In conclusion, we have demonstrated a down-top, interlocked patterning strategy for scalable fabrication of hierarchical and asymmetrical iontronic micropatterns through a combination of photodimerization and vapor oxidative polymerization. Local photodimerization crosslinking and subsequent heating produced an IL droplet-covered primary pattern-based microreactor and pristine iontronic host-based secondary wrinkles. The resultant IL-doped PEDOT and raw PEDOT on the HAIM responded to external compression and readily generated potential gradients based on the piezoionic effect. The morphology and electrical performance of the HAIM can be controlled with constrained boundary conditions and polymerization time. It is believed that this exceptional fabrication method, which combines the advantages of top-down and bottom-up approaches, will provide a new choice for on-demand surface patterning of iontronic materials. We envision that the HAIM will open opportunities for a range of applications in pressure sensors, force-induced potential generators, and electrochemical deposition.
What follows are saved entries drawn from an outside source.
PR #1396, opened 2026-07-15
Validate manual half-life calculation using sample dataset

PavanLomati:
Hi @Gero1999, 

Here is the sample dataset for manual half-life calculation


Gero1999:
I already checked the dataset, we can close the PR. Fix was done in https://github.com/pharmaverse/aNCA/issues/1378

PR #1401, opened 2026-07-17
fix: Slope selector (HL-plots) not appearing with error `Error in mutate: Can't transform a data frame with NA or "" names` due to underscore ("_" ) in STUDYID

### LINKED ISSUE #1378: Bug(s): 1) pak installation issue, 2) Half life plots not appearing in Slope Selector when dataset key variables contain "_" (can't transform a dataset with NA or "" in names)

Gero1999:
## Issue

Closes #1378

## Description

The Slope Selector crashed with `Error in mutate: Can't transform a data frame with NA or "" names` whenever a grouping value contained an underscore (e.g. `STUDYID = "same_or_similar"`, `PARAM = "Drug A"`).

Root cause: half-life plots are keyed by names of the form `key1=val1_key2=val2_...` (built in `get_halflife_plots()`). `parse_plot_names_to_df()` reversed this by splitting on **every** underscore, so underscores inside a value were treated as segment separators. This produced fragments with no `key=`, which became `NA`/`""` column names and misaligned rows under `rbind()`, aborting `arrange_plots_by_groups()` (and therefore the plot rendering) in the NCA > Slope Selector tab.

Fix: split names only at real `key=` boundaries (`_(?=[A-Za-z.][A-Za-z0-9.]*=)`, PCRE) and combine rows with `bind_rows()` so columns align by name. Values may now safely contain underscores or spaces. Malformed segments are dropped rather than turned into empty column names, so the crash is structurally impossible.

## Definition of Done

- Slope Selector renders plots for datasets whose `STUDYID`/`PARAM`/other grouping values contain underscores.
- `parse_plot_names_to_df()` never returns `NA`/`""` column names.
- No regression for names without underscores in values.

## How to test

1. `devtools::load_all()` then `aNCA::run_app()`.
2. Upload a dataset with an underscore in a grouping value (e.g. `STUDYID = "same_or_similar"`), map it, and open **NCA -> Setup -> Slope Selector**.

For the dataset you can use this one:

```
# Generate data/Sample.csv exactly as shown

sample_df <- data.frame(
  STUDYID = c(
    rep("same_or_similar", 12),
    rep("divergent", 12)
  ),
  USUBJID = c(
    rep(S1, 12),
    rep(S2, 12)
  ),
  ATPTREF = 1,
  ROUTE = rep("intravascular bolus", 24),
  TMDD = rep("without TMDD", 24),
  Variability = rep("0.01 prop variance, 0 add variance", 24),
  AFRLT = rep(c(0, 0.5, 1, 2, 3, 4, 8, 12, 16, 24, 36, 48), 2),
  ARRLT = rep(c(0, 0.5, 1, 2, 3, 4, 8, 12, 16, 24, 36, 48), 2),
  AVAL = c(
    0.922, 0.715, 0.61, 0.405, 0.3, 0.329, 0.177, 0.091, 0.04, 0.014, 0, 0,
    1.185, 1.021, 0.71, 0.647, 0.516, 0.32, 0.109, 0.058, 0.023, 0.002, 0, 0
  ),
  DOSEA = rep(30, 24),
  DOSETRT = rep("mg", 24),
  PARAM = c(
    rep("Drug A", 12),
    rep("Drug B", 12)
  ),
  stringsAsFactors = FALSE
)

# Write CSV without row names/quotes (matches your sample style)
write.csv(sample_df, file = "../../Downloads/dataset_with_underscore_in_STUDYID.csv", row.names = FALSE)

```

3. Plots render (previously: `Can't transform a data frame with NA or "" names`).

Covered by unit tests in `tests/testthat/test-utils-slope_selector.R`:

```r
devtools::test(filter = "utils-slope_selector")
```

## Contributor checklist
- [x] New logic is documented

## Notes to reviewer

- **NEWS entry not yet included in this branch.** Suggested entry under a new `### Slope Selector` bug-fix subsection: *"Slope Selector no longer crashes with `Can't transform a data frame with NA or '' names` when a grouping value (e.g. `STUDYID`, `PARAM`) contains an underscore. Plot names are now parsed at `key=` boundaries instead of splitting on every underscore (#1378)."*
- **R was not available in the authoring environment**, so `devtools::test()` and `lintr::lint_package()` were **not** run here. The split regex was validated against the failing inputs using the same PCRE engine (both `same_or_similar` and `divergent` parse to identical key sets, so `bind_rows` aligns cleanly). All changed lines are <=100 chars. Please run tests + lint before merging.
- Version bumped `0.1.0.9184` -> `0.1.0.9185`.
- Click handling is unaffected -- it already uses structured plotly `customdata`, not the parsed name string.


Shaakon35 (approved):
It works, even if the data is too small to allow the mean plots:

maybe we woudl need a better error in the future:

Image

KOBANAK (approved):
I tested with another dataset with "_" in STUDYID and it works as expected. 
We no longer see the previous error in the slope selector section.

PR #2, opened 2015-08-05
add domain id to node creation

dirk-thomas:
This is necessary for the recent changes in ros2/rmw#28


richiprosima:
Thanks for the contribution

PR #3, opened 2015-08-11
A few small changes to get it building on my system.

wjwwood:
One thing I had to do was disable the find_package(fastrtps) call.

This is because the CMake module for Fast-RTPS is incomplete:

https://github.com/eProsima/ROS-RMW-Fast-RTPS-cpp/blob/master/fastrtps_cmake_module/cmake/Modules/FindFastRTPS.cmake#L48

This results in a syntax error from CMake.
It happens to compile even without the find_package rule, so I disabled it for now.
However, it should really be finished and added back to this CMake logic.


richiprosima:
Thanks for the contribution

PR #9, opened 2015-12-18
Refactor for rmw_wait/rmw_waitset changes

jacquelinekay:
Connects to ros2/rmw#49

### DIFF
--- a/rmw_fastrtps_cpp/src/functions.cpp
+++ b/rmw_fastrtps_cpp/src/functions.cpp
@@ -1,6 +1,7 @@
 #include "rmw/allocators.h"
 #include <rmw/rmw.h>
 #include <rmw/error_handling.h>
+#include <rmw/impl/cpp/macros.hpp>
 #include <rosidl_typesupport_introspection_cpp/identifier.hpp>
 #include <rmw_fastrtps_cpp/MessageTypeSupport.h>
 #include <rmw_fastrtps_cpp/ServiceTypeSupport.h>
@@ -23,6 +24,12 @@
 using namespace eprosima::fastrtps;
 
 class ClientListener;
+
+typedef struct CustomWaitsetInfo
+{
+    std::condition_variable condition;
+    std::mutex condition_mutex;
+} CustomWaitsetInfo;
 
 typedef struct CustomClientInfo
 {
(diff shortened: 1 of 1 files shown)


rmw_fastrtps_cpp/src/functions.cpp
```diff
@@ -1474,43 +1591,57 @@ extern "C"
             rmw_guard_conditions_t *guard_conditions,
             rmw_services_t *services,
             rmw_clients_t *clients,
+            rmw_waitset_t * waitset,
             const rmw_time_t *wait_timeout)
     {
-        std::mutex conditionMutex;
-        std::condition_variable conditionVariable;
+        if (!waitset) {
+            return RMW_RET_ERROR;
```
dirk-thomas: When returning an error code it must set the error message before using `RMW_SET_ERROR_MSG`.

Same below.

rmw_fastrtps_cpp/src/functions.cpp
```diff
@@ -1595,17 +1737,20 @@ extern "C"
...
-                guard_conditions->guard_conditions[i] = 0;
+                void *data = guard_conditions->guard_conditions[i];
+                GuardCondition *guard_condition = (GuardCondition*)data;
+                if(!guard_condition->getHasTriggered())
+                {
+                    guard_conditions->guard_conditions[i] = 0;
+                }
+          lock.unlock();
+                guard_condition->dettachCondition();
+          lock.lock();
```
dirk-thomas: Inconsistent indentation.

dirk-thomas:
Some of the new code has a different indentation then the existing code.

rmw_fastrtps_cpp/src/functions.cpp
```diff
@@ -865,6 +872,116 @@ extern "C"
...
+          rtps_guard_cond->attachCondition(&waitset_info->condition_mutex, &waitset_info->condition);
+        }
+      }
+
+      return waitset;
+
+    fail:
+      if (waitset) {
+        if (waitset->data) {
+          if (waitset_info) {
```
dirk-thomas: This check seems to be unnecessary since it is essentially the same as `waitset->data`.

rmw_fastrtps_cpp/src/functions.cpp
```diff
@@ -865,6 +872,116 @@ extern "C"
...
+      if (!waitset) {
+        RMW_SET_ERROR_MSG("failed to allocate waitset");
+        goto fail;
+      }
+      waitset->implementation_identifier = eprosima_fastrtps_identifier;
+      waitset->data = rmw_allocate(sizeof(CustomWaitsetInfo));
+      // This should default-construct the fields of CustomWaitsetInfo
+      waitset_info = static_cast<CustomWaitsetInfo *>(waitset->data);
+      RMW_TRY_PLACEMENT_NEW(waitset_info, waitset_info, goto fail, CustomWaitsetInfo);
+      if (!waitset->data || !waitset_info) {
```
dirk-thomas: Checking both is redundant - they can never have different values.

rmw_fastrtps_cpp/src/functions.cpp
```diff
@@ -1474,43 +1591,57 @@ extern "C"
...
+        if (!waitset) {
+            return RMW_RET_ERROR;
+        }
+        CustomWaitsetInfo * waitset_info = static_cast<CustomWaitsetInfo*>(waitset->data);
+        if (!waitset_info) {
+            return RMW_RET_ERROR;
+        }
+        std::mutex * conditionMutex = &waitset_info->condition_mutex;
+        std::condition_variable * conditionVariable = &waitset_info->condition;
+        if (!conditionMutex || !conditionVariable) {
```
dirk-thomas: Separate checking for different error messages.

rmw_fastrtps_cpp/src/functions.cpp
```diff
@@ -1474,43 +1591,57 @@ extern "C"
...
+            }
         }
+        rmw_guard_conditions_t * fixed_guard_conditions = waitset->fixed_guard_conditions;
 
-        std::unique_lock<std::mutex> lock(conditionMutex);
+        std::unique_lock<std::mutex> lock(*conditionMutex);
 
         // First check variables.
-        bool hasToWait = true;
+        bool hasToWait = (wait_timeout && wait_timeout->sec > 0 && wait_timeout->nsec > 0) || !wait_timeout;
```
dirk-thomas: The logic seems wrong. A timeout with `sec = 0` but `nsec > 0` would result in `false`?

jacquelinekay:
Yes, I'm not sure what to do about indentation in this repo. Running uncrustify on `functions.cpp` on master branch gives a lot of code style divergences. I can try to replicate the existing style, for example, 4 spaces of indentation seems consistent throughout the file. But there are some cases where the existing style looks weird to me, like where tabs are used instead of spaces...

dirk-thomas:
I would suggest to stay as close as possible to the style of the file. Mostly 4 space indentation. If you touch a line with tabs change it to spaces - otherwise keep it. eProsima does not use uncrustify (or anything else) so don't bother running it :wink:

richiprosima:
Not, we're not use any indention checker or anything. In all my development environments I have configured my Vim with 4 space indention. But my recently Ubuntu distro to develop ROS2 doesn't. Sorry. You are free to use anything you want.

jacquelinekay:
No worries! 4 spaces is fine, and it's better to keep the tab sizes consistent throughout the file anyway.

PR #10, opened 2015-12-30
Match alloc and free calls

gerkey:
This test result:

http://ci.ros2.org/view/nightly/job/nightly_linux/143/testReport/%28root%29/test_services_cpp__rmw_fastrtps_cpp/test_services_cpp/

shows a service client crashing with a SIGABRT (-6). valgrind identified mismatched allocation and destruction calls. Here I'm matching them up. With this change, valgrind gives a zero-error report on the service client (there still seem to be situations in which the test can hang instead of passing, but that's a different matter).

### DIFF
--- a/rmw_fastrtps_cpp/src/functions.cpp
+++ b/rmw_fastrtps_cpp/src/functions.cpp
@@ -280,7 +280,8 @@ extern "C"
             return NULL;
         }
 
-        rmw_node_t * node_handle = rmw_node_allocate();
+        rmw_node_t * node_handle =
+            static_cast<rmw_node_t *>(malloc(sizeof(rmw_node_t)));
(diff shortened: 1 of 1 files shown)


wjwwood:
lgtm, I guess was `malloc` being used with `delete` and not `free`?

gerkey:
The `node->name` was being `malloc`ed, then `delete`d, which was definitely wrong. The `node` itself was being `rmw_node_allocate`d, then `delete`d, which could be right or wrong, depending on what happens in the allocate function. So I normalized them both to use `malloc` and `free`.

gerkey:
@wjwwood, if you like this change, can you merge it? (I don't have commit permissions on this repo.)

PR #12, opened 2016-01-19
fix missing export dependency

dirk-thomas:
`rmw` is listed as an exported dependency in CMake (https://github.com/eProsima/ROS-RMW-Fast-RTPS-cpp/blob/7631ef13594cdd7badd40d3d5c4d5d478ec9bd48/rmw_fastrtps_cpp/CMakeLists.txt#L16) but not listed in the package.xml.

Failing job: http://ci.ros2.org/job/ci_windows/933/consoleFull#console-section-66

Fixed in http://ci.ros2.org/job/ci_windows/935/


wjwwood:
I added a commit to make it one exported dependency per call and alphabetize them. I would have never noticed it as it is.

PR #15, opened 2016-02-10
add missing dep on introspection c

dirk-thomas:
Fix regression of #13 unbreaking the CI build.
Before: http://ci.ros2.org/job/ci_linux/919/ and http://ci.ros2.org/view/nightly/job/nightly_linux/185/
After: http://ci.ros2.org/job/ci_linux/924/


jacquelinekay:
I don't understand why we didn't see this problem until now, but the fix looks good to me.

+1

dirk-thomas:
I won't answer your question - I don't know either :wink: In isolation other packages should not be able to hide that...

dirk-thomas:
I was also not able to reproduce the failing build locally.

Issue #16, opened 2016-02-11
Reset fixed guard conditions


gerkey:
In ros2/rmw_connext#125, we found that the fixed guard conditions were never being reset to false, leading to `rmw_wait()` in many situations waking up immediately, every call. We fixed it in [rmw_connext](https://github.com/ros2/rmw_connext/pull/129) and [rmw_opensplice](https://github.com/ros2/rmw_opensplice/pull/111) by resetting the fixed guard conditions to false before existing `rmw_wait()`.

For FastRTPS, it looks like you'll want to repeat [this block](https://github.com/eProsima/ROS-RMW-Fast-RTPS-cpp/blob/master/rmw_fastrtps_cpp/src/functions.cpp#L1751-L1765) for the `fixed_guard_conditions`. I would submit a PR with that fix, but I'm not familiar enough with the code to know that that's the right answer.

dirk-thomas:
Fixed guard conditions have been removed some time ago (e.g. ros2/rmw_connext#147). Closing...

PR #18, opened 2016-03-04
Added support for introspection type support in C

esteve:
This adds support for rosidl_introspection_c, which allows being used with rcl (and thus rclpy).


rmw_fastrtps_cpp/src/functions.cpp
```diff
@@ -896,10 +1168,12 @@ extern "C"
 
         waitset->fixed_guard_conditions = fixed_guard_conditions;
         if (fixed_guard_conditions) {
+/*
```
jacquelinekay: Any reason why this was commented? It seems like it should either be uncommented or deleted. It seems like important error checking to me...

rmw_fastrtps_cpp/include/rmw_fastrtps_cpp/TypeSupport.h
```diff
@@ -2,28 +2,245 @@
...
+                    alignment = alignof(uint32_t);
+                    break;
+                case ::rosidl_typesupport_introspection_cpp::ROS_TYPE_INT64:
+                    alignment = alignof(int64_t);
+                    break;
+                case ::rosidl_typesupport_introspection_cpp::ROS_TYPE_UINT64:
+                    alignment = alignof(uint64_t);
+                    break;
+                case ::rosidl_typesupport_introspection_cpp::ROS_TYPE_STRING:
+                    alignment = alignof(std::string);
```
jacquelinekay: I'm not sure this will work in the case of C strings. I haven't thought about this carefully but I suspect that `rosidl_generator_c__String` will have a different alignment from `std::string`.

rmw_fastrtps_cpp/include/rmw_fastrtps_cpp/TypeSupport.h
```diff
@@ -2,28 +2,245 @@
...
+                size = sizeof(uint32_t);
+                break;
+            case ::rosidl_typesupport_introspection_cpp::ROS_TYPE_INT64:
+                size = sizeof(int64_t);
+                break;
+            case ::rosidl_typesupport_introspection_cpp::ROS_TYPE_UINT64:
+                size = sizeof(uint64_t);
+                break;
+            case ::rosidl_typesupport_introspection_cpp::ROS_TYPE_STRING:
+                size = sizeof(std::string);
```
jacquelinekay: see above note about C strings.

rmw_fastrtps_cpp/include/rmw_fastrtps_cpp/TypeSupport.h
```diff
@@ -35,25 +252,555 @@ namespace rmw_fastrtps_cpp
...
+                    SER_ARRAY_SIZE_AND_VALUES(uint32_t)
+                        break;
+                case ::rosidl_typesupport_introspection_cpp::ROS_TYPE_INT64:
+                    SER_ARRAY_SIZE_AND_VALUES(int64_t)
+                        break;
+                case ::rosidl_typesupport_introspection_cpp::ROS_TYPE_UINT64:
+                    SER_ARRAY_SIZE_AND_VALUES(uint64_t)
+                        break;
+                case ::rosidl_typesupport_introspection_cpp::ROS_TYPE_STRING:
+                    SER_ARRAY_SIZE_AND_VALUES(std::string)
```
jacquelinekay: You probably need logic here to select between `std::string` and `rosidl_generator_c__String`.

rmw_fastrtps_cpp/include/rmw_fastrtps_cpp/TypeSupport.h
```diff
@@ -35,25 +252,555 @@ namespace rmw_fastrtps_cpp
...
+                    break;
+                case ::rosidl_typesupport_introspection_cpp::ROS_TYPE_INT64:
+                    deser >> *(int64_t*)field;
+                    break;
+                case ::rosidl_typesupport_introspection_cpp::ROS_TYPE_UINT64:
+                    deser >> *(uint64_t*)field;
+                    break;
+                case ::rosidl_typesupport_introspection_cpp::ROS_TYPE_STRING:
+                    {
+                        std::string &str = *(std::string*)field;
```
jacquelinekay: if using C typesupport, casting the field as `std::string` won't work.

esteve: Yeah, it shouldn't work, but it worked with the rclpy listener example, so I'm a bit puzzled :-P

jacquelinekay: With https://github.com/ros2/rclpy/pull/5 and all the necessary changes to stop ignoring fastrtps?

Do the rcl pub/sub with strings tests pass with fastrtps?

esteve: Yeah, I haven't checked the tests, but the examples do run.

jacquelinekay: I built rcl with this branch of rmw_fastrtps_cpp and removed the ignore logic in CMakeLists.txt for the tests, then ran `test_subscription__rmw_fastrtps_cpp` and got a segfault in the test case `test_subscription_nominal_string`:

```
0x00007ffff6d4b7e3 in std::string::swap(std::string&) () from /usr/lib/x86_64-linux-gnu/libstdc++.so.6
(gdb) bt
#0  0x00007ffff6d4b7e3 in std::string::swap(std::string&) () from /usr/lib/x86_64-linux-gnu/libstdc++.so.6
#1  0x00007ffff6d4b829 in std::string::operator=(std::string&&) () from /usr/lib/x86_64-linux-gnu/libstdc++.so.6
#2  0x00007ffff6488eed in eprosima::fastcdr::Cdr::deserialize(std::string&) ()
   from /home/jackie/code/ros2_ws/install/lib/librmw_fastrtps_cpp.so
#3  0x00007ffff6488c09 in eprosima::fastcdr::Cdr::operator>>(std::string&) ()
   from /home/jackie/code/ros2_ws/install/lib/librmw_fastrtps_cpp.so
#4  0x00007ffff64958eb in rmw_fastrtps_cpp::TypeSupport<rosidl_typesupport_introspection_c__MessageMembers>::deserializeROSmessage(eprosima::fastcdr::Cdr&, rosidl_typesupport_introspection_c__MessageMembers const*, void*, bool)
    () from /home/jackie/code/ros2_ws/install/lib/librmw_fastrtps_cpp.so
#5  0x00007ffff6490155 in rmw_fastrtps_cpp::TypeSupport<rosidl_typesupport_introspection_c__MessageMembers>::deserializeROSmessage(rmw_fastrtps_cpp::Buffer const*, void*) ()
```

jacquelinekay: I can debug this if you like; I think I know what needs to happen with C strings/C++ strings based on what I did for Connext Dynamic.

esteve: Yeah, that sounds more like it :-) I still don't know why the examples work, maybe I was running the listener for another implementation by mistake. It'd be great if you can work on this, I added a templated struct that returns the appropriate type depending on whether we're using the C or the C++ structures, it might be useful in this case:

https://github.com/eProsima/ROS-RMW-Fast-RTPS-cpp/pull/18/files#diff-a8e9397d37ed8274594931575b5c83e1R211

esteve: This is how I used the templated struct to pick between C and C++ strings:

https://github.com/eProsima/ROS-RMW-Fast-RTPS-cpp/pull/18/files#diff-a8e9397d37ed8274594931575b5c83e1R529

rmw_fastrtps_cpp/src/functions.cpp
esteve: The check was too strict in my opinion. @richiprosima, what do you think of removing this check? In rclpy, we pass 0 as the number of guard conditions right now, which made this fail, is that a valid value?

rmw_fastrtps_cpp/include/rmw_fastrtps_cpp/TypeSupport.h
esteve: I think it's not needed to specialize for `rosidl_generator_c__String` because all strings end up being serialized/deserialized to/from `std::string`. In the case of `rosidl_generator_c__String`, they are first converted to `std::string` before they are passed to `eprosima::fastcdr::Cdr`

rmw_fastrtps_cpp/include/rmw_fastrtps_cpp/TypeSupport.h
esteve: I think I fixed this, but I'm running the tests and see if they pass.

esteve:
The rcl tests show now pass, for example:

http://ci.ros2.org/job/ci_linux/1081/testReport/%28root%29/TestSubscriptionFixture__rmw_fastrtps_cpp/

but unfortunately the rclcpp tests seem to be broken:

http://ci.ros2.org/job/ci_linux/1081/testReport/junit/projectroot.home.rosbuild.ci_scripts.ws.src.ros2.system_tests/test_rclcpp/gtest_multiple_service_calls__rmw_fastrtps_cpp/

esteve:
The rclcpp tests now seems to pass:

http://ci.ros2.org/job/ci_linux/1083/

rmw_fastrtps_cpp/src/functions.cpp
richiprosima: @esteve, if you think it is too strict, go ahead and remove that check

dirk-thomas: This check should definitely not be remove. But currently the check is wrong. It is fine that `guard_conditions` is `0` if and only if `guard_condition_count` is zero.

jacquelinekay:
There is an uninitialized variable warning on OSX due to CppCheck (I think):
http://ci.ros2.org/job/ci_osx/877/testReport/junit/rmw_fastrtps_cpp/cppcheck/error__uninitvar__include_rmw_fastrtps_cpp_TypeSupport_h_326_/

jacquelinekay:
hey @esteve, I'm going to take this over if that's ok with you.

esteve:
@jacquelinekay thanks! I've updated this PR with your changes and also added a few notes about `StringHelper`, `std::string` and `rosidl_generator_c__String` that I kept meaning to add. I've reassigned this one to myself, since I need this for Android.

jacquelinekay:
that's odd, the CI jobs I launched and linked to in the last pull request have failures for the rcl publisher and subscription test, but when I run them locally they pass...

esteve:
Did you pass this repo in the repo url parameter to the Ci job?

Or maybe these is a change in master and when the CI Joe is triggered,
Jenkins rebases this against master and the tests fail. I can try rebasing
this against master, though this passes locally for me too.

esteve:
I think I know what's happening here, I submitted a PR to rcl with the same
name (typesupport_c) in https://github.com/ros2/rcl/pull/32 and maybe the
fixed conditions check is still too strict, so the test fails.

An earlier run of the test passed, but with the check disabled
http://ci.ros2.org/job/ci_linux/1084/

jacquelinekay:
The pull request in rcl with the same name is required to test this pull request.

The branch on master with the same name is my branch which is now up to par with this branch.

It's possible that I didn't rebase locally which is why the test passes for me but passes on master (I'll check now).

It's clear that we disagree about the guard conditions check. I think the error seen in CI might actually be due to issue #16. I will investigate this by resetting the fixed guard conditions and keeping the check, which I still think is necessary.

esteve:
> It's clear that we disagree about the guard conditions check.

Nope. I don't think we disagree, I believe the check is correct, but too
strict with the current codebase. If there's a way to keep the check intact
and have the tests passing, that'd be fantastic.

jacquelinekay:
I rebased my branch and built with Debug symbols, and it appears that the segfault has nothing to do with the issue I originally suggested, or with guard conditions:
```
Program received signal SIGSEGV, Segmentation fault.
0x0000000000418d2c in TestPublisherFixture__rmw_fastrtps_cpp_test_publisher_nominal_Test::TestBody (
    this=0x97c9d0) at /home/jackie/code/ros2_ws/src/ros2/rcl/rcl/test/rcl/test_publisher.cpp:100
100	  EXPECT_EQ(strcmp(rcl_publisher_get_topic_name(&publisher), topic_name), 0);
```

jacquelinekay:
I fixed the test by adding the missing field (`topic_name`) to publishers and subscriptions, as well as fixing a few warnings, on my branch.

esteve:
I've included @jacquelinekay 's latest changes, rebased this branch and squashed the commits. @richiprosima have you had a moment to have a quick look at this and see if it looks good? If it does, it might be included in Alpha 5 and would bring FastRTPS up to speed with the other RMW implementations (e.g. support for rclpy). Thanks!

esteve:
Just rebased this again and resolved the conflicts.

tfoote:
@wjwwood to review

esteve:
@richiprosima sent me an email and told me that he was ok with the changes, so feel free to merge this PR.

rmw_fastrtps_cpp/include/rmw_fastrtps_cpp/MessageTypeSupport.h
```diff
@@ -3,19 +3,41 @@
 
 #include "TypeSupport.h"
 #include "rosidl_typesupport_introspection_cpp/message_introspection.hpp"
+#include "rosidl_typesupport_introspection_cpp/field_types.hpp"
+
+#include <fastcdr/FastBuffer.h>
+#include <fastcdr/Cdr.h>
```
dirk-thomas: The package needs to export the FastCDR include directories in order to make them available to downstream packages.

rmw_fastrtps_cpp/include/rmw_fastrtps_cpp/TypeSupport.h
```diff
@@ -2,28 +2,270 @@
...
+#include "rosidl_typesupport_introspection_cpp/service_introspection.hpp"
+#include "rosidl_typesupport_introspection_cpp/visibility_control.h"
+
+#include "rosidl_typesupport_introspection_c/field_types.h"
+#include "rosidl_typesupport_introspection_c/identifier.h"
+#include "rosidl_typesupport_introspection_c/message_introspection.h"
+#include "rosidl_typesupport_introspection_c/service_introspection.h"
+#include "rosidl_typesupport_introspection_c/visibility_control.h"
+
+#define SER_ARRAY_SIZE_AND_VALUES(TYPE) \
```
dirk-thomas: These macros might need to be namespaced.

dirk-thomas:
It is very difficult to read the diff since it is unclear what code blocks have just been moved and if / which parts have been modified.

rmw_fastrtps_cpp/src/functions.cpp
```diff
@@ -634,15 +919,16 @@ extern "C"
         subscription = new rmw_subscription_t;
         subscription->implementation_identifier = eprosima_fastrtps_identifier;
         subscription->data = info;
+        subscription->topic_name = reinterpret_cast<const char *>(new char [strlen(topic_name) + 1]);
```
dirk-thomas: Why is the `reinterpret_cast` necessary here?

esteve:
I've created #27 with the contents of this PR so you guys can take over it. Closing this PR.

Fabrication of IL droplets @primary patterns

In this work, anthracene-functionalized ionic liquid copolymer (denoted as An-PIL) was plasticized with 1-ethyl-3-methylimidazolium bistrifluoromethylsulfonimide lithium (denoted as IL). First, 5 wt.% An-PIL solutions were prepared in DMF, and then IL was added into the solutions according to the molar ratios desired for the An-IL segment to IL, 1:0, 1:0.5, 1:1, 1:2, 1:3, 1:5, and 1:10. Thereafter, the homogeneous iontronic hosts were obtained with two rounds of filtration through 0.22 μm Teflon syringe-driven filter. Subsequently, the above mixed solution was drop coated onto a glass plate or PET film, and then an iontronic film with a thickness of approximately 45 μm was obtained after drying at 90 °C for 20 min. Finally, upon irradiation with ultraviolet (UV) light for 15 min (LED UV lamp, 365 nm, 15 mW/cm2), the desired primary patterns were obtained by using different photomasks. Thereafter, the resulting primary patterns were heated at 85 °C for different times to secrete IL droplets from the surface of the primary patterns (denoted as IL @primary patterns).

Preparation of secondary wrinkles

A homemade hotplate setup was used for EDOT diffusion into IL droplets @primary patterns. First, IL droplets @primary patterns were stuck to a glass petri dish and then placed upside down to cover 5 μL of EDOT on a hotplate. After heating at 120 °C for 20 min, IL droplets @primary patterns with weight increments of 2.9 mg were removed and placed in a crimp cap vial together with iodine (59.7 mg). The crimp cap vials were heated to 70 °C for 2 h, 4 h, 8 h, 12 h, and 20 h in an oven, to realize PEDOT-coated primary patterns and secondary wrinkles (the thickness of the resultant PEDOT layer was ~20 μm for polymerization time of 12 h).

Details of material design, analysis and instruments can be found in the Supplementary Information.